Saved entries

══════════

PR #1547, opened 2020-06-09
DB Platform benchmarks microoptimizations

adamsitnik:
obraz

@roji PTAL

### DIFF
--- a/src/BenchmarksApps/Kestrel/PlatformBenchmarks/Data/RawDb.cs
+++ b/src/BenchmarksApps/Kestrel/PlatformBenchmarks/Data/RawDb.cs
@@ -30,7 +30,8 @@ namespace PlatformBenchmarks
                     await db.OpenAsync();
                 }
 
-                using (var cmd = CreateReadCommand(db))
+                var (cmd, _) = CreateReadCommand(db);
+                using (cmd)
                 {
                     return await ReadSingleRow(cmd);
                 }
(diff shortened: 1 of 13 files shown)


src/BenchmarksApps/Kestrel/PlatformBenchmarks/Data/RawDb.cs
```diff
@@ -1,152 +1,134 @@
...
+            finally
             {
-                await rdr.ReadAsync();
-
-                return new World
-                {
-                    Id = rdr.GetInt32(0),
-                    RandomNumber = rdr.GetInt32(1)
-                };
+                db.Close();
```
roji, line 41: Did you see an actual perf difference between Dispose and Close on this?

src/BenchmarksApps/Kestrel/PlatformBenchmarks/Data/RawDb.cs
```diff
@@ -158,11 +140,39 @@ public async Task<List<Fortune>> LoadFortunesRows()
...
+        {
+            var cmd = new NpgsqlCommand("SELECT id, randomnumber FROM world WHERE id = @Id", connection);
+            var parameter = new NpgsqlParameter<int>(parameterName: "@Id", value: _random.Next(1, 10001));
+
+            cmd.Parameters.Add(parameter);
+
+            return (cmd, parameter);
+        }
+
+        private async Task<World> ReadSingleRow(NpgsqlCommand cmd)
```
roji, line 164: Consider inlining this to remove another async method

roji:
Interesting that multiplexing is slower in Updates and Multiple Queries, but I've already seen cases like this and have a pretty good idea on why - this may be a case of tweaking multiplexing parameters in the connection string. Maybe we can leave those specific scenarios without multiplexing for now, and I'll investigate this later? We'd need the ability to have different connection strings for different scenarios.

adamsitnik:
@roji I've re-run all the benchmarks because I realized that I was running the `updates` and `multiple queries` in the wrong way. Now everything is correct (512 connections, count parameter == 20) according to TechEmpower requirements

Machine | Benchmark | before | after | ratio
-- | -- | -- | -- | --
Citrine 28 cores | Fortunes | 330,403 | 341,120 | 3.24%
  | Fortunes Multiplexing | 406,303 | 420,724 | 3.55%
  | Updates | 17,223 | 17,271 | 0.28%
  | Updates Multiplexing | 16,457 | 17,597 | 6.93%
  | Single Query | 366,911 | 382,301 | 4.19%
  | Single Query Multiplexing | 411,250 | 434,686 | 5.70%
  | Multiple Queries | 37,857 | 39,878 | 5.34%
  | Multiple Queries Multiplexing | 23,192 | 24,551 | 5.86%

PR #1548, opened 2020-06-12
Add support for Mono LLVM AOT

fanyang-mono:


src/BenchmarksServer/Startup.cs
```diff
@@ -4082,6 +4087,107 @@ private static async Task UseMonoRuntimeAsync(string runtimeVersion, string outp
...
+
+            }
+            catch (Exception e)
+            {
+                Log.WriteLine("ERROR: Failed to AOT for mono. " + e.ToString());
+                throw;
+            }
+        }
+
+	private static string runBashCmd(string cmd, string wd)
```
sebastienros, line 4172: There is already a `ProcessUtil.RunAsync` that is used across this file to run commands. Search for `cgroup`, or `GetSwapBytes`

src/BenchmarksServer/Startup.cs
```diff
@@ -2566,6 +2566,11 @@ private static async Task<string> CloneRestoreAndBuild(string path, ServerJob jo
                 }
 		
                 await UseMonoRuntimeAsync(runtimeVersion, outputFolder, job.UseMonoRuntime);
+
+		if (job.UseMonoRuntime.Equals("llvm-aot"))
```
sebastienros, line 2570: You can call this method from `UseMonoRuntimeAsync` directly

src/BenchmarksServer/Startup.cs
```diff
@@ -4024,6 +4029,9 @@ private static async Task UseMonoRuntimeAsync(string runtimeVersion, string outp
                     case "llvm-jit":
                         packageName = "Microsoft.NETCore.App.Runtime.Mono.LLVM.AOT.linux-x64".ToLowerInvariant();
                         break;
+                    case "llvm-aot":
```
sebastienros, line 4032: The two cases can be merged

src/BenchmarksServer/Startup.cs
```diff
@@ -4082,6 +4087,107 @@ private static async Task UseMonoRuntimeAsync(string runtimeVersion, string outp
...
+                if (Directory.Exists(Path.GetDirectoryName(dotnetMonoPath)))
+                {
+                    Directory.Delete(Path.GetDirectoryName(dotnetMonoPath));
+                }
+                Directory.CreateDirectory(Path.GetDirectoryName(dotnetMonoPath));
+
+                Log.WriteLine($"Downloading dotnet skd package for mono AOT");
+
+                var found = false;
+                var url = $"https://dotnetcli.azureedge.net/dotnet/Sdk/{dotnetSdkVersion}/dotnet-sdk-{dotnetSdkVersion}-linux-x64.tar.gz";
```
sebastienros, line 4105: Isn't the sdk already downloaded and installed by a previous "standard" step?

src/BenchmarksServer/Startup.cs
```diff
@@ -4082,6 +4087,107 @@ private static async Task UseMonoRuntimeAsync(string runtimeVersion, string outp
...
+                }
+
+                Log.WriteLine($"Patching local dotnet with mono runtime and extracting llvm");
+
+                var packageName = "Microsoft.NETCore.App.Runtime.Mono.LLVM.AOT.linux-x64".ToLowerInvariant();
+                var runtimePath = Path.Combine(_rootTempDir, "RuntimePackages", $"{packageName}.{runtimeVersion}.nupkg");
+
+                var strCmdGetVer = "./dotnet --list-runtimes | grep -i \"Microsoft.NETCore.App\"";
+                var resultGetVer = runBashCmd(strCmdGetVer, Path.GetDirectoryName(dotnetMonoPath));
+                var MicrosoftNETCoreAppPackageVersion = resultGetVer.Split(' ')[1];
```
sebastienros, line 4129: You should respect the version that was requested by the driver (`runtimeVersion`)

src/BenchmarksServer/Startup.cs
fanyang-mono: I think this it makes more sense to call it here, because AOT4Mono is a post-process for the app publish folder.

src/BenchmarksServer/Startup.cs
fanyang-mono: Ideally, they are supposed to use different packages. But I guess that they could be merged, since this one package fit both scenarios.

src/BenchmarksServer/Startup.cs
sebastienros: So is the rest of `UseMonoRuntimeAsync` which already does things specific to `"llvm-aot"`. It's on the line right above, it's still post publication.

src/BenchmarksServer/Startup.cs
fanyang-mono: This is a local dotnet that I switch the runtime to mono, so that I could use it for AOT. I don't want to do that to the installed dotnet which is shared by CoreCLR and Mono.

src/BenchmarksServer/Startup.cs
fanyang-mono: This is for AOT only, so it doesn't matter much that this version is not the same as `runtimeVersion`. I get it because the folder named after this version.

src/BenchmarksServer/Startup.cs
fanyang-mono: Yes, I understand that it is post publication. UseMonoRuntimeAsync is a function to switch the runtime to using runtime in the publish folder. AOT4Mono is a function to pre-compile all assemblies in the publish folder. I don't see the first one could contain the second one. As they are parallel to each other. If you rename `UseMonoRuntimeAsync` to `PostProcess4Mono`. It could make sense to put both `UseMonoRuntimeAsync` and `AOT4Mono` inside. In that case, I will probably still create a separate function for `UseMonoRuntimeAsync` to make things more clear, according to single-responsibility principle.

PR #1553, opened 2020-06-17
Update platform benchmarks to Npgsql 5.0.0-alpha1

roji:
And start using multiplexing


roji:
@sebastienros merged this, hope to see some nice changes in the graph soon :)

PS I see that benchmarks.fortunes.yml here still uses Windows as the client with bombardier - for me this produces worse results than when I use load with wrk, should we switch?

══════════

INSTRUCTIONS TO FOLLOW> Find every line in the records above that contains the word "roji", and copy each one.

COMPLETED EXERCISE>
@roji PTAL
roji, line 41: Did you see an actual perf difference between Dispose and Close on this?
roji, line 164: Consider inlining this to remove another async method
roji:
@roji I've re-run all the benchmarks because I realized that I was running the `updates` and `multiple queries` in the wrong way. Now everything is correct (512 connections, count parameter == 20) according to TechEmpower requirements
roji:
roji:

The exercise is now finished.